== Information given
PR #1668, opened 2021-06-04
fix: check for minimal supported macos version

gjasny:
Before this change the only the version of the macOS SDK
was checked, to find out if the modern function declarations
are available at all.

But the code does not take the minimal supported macos version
====
### Activity
Write out again exactly the lines that run from the one holding "fix: check for" through the last line of the data; omit all other lines.

### Exercise solution
fix: check for minimal supported macos version

gjasny:
Before this change the only the version of the macOS SDK
was checked, to find out if the modern function declarations
are available at all.

But the code does not take the minimal supported macos version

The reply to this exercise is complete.